Perspectives of development of interfaces

NORTH KAZAKHSTAN

STATE UNIVERSITY

 

 

REPORT

Perspectives of development of interfaces

 

Prepared by student: Hanilbay G.B

Faculty: FIT

Group: In(e)-16g

The supervisor: Dutkin M.A

 

Petropavlovsk

Perspectives of development of interfaces

It has become increasingly popular for researchers to study management information system users and their relationships with system developers. Motivated by numerous reports of system failure, which were not technical in nature, investigators have sought a better understanding of the user interface. The ultimate objective of much of this research is to guide methodologies for user-oriented system development and design of systems which meet user needs more readily. In other words, the intent is to design systems which are behaviorally valid as well as technically valid. Such a quest necessarily requires us to draw upon concepts from the behavioral sciences. To study user behavior, interpersonal relationships and organizational settings, one must either invent new theories or use existing ones. The latter strategy is strongly recommended for many reasons not reiterated here. But within the behavioral sciences there are fundamental choices among perspectives, and these choices influence our view of the user interface quite profoundly. Adopting any one approach allows the investigator to see and understand certain phenomena but to ignore others. Like the blind man examining the elephant, each observer develops a “trained incapacity” to see the object from other viewpoints. As a result, alternative explanations of research findings are rarely considered, much less reported. The purpose of this paper is to examine four different perspectives of the user interface: (1) user motivation, (2) user-developer differences, (3) organization structure, and (4) the political perspective. Each highlights certain legitimate system development issues. However, each also narrows our view of the user interface. Awareness of these perspectives accomplishes two purposes. First, researchers will be more receptive to the alternative perspectives and aware of the consequences of their choices. Second, investigators will treat the user interface less naively, especially through increased sensitivity to the political factors in system development.
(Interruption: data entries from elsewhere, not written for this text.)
PR #3764, opened 2023-05-17
[Go] Add Template Snippets

deathaxe:
This PR proposes to add basic snippets for Go templates.

#### Examples:

    tif      => {{ if | }}
    tifend   => {{ if | }} ... {{ end }}
    telse    => {{ else }}

Triggers follow the scheme to prefix each valid template keyword with `t`.

#### Note:

We basically don't want to add new snippets, so an alternative would be to publish them as separate package, but I always found some helpers to add template tags very helpful.

Thoughts?


michaelblyons (approved):

keith-hall (approved):
I think these could be worth adding, especially as people can easily disable them from the preferences if they don't want them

Perspectives of development of interfaces

The original and abiding technical focus of HCI was and is the concept of usability. This concept was originally articulated somewhat naively in the slogan "easy to learn, easy to use". The blunt simplicity of this conceptualization gave HCI an edgy and prominent identity in computing. It served to hold the field together, and to help it influence computer science and technology development more broadly and effectively. However, inside HCI the concept of usability has been re-articulated and reconstructed almost continually, and has become increasingly rich and intriguingly problematic. Usability now often subsumes qualities like fun, well being, collective efficacy, aesthetic tension, enhanced creativity, flow, support for human development, and others

Although the original academic home for HCI was computer science, and its original focus was on personal productivity applications, mainly text editing and spreadsheets, the field has constantly diversified and outgrown all boundaries. It quickly expanded to encompass visualization, information systems, collaborative systems, the system development process, and many areas of design. HCI is taught now in many departments/faculties that address information technology, including psychology, design, communication studies, cognitive science, information science, science and technology studies, geographical sciences, management information systems, and industrial, manufacturing, and systems engineering. HCI research and practice draws upon and integrates all of these perspectives.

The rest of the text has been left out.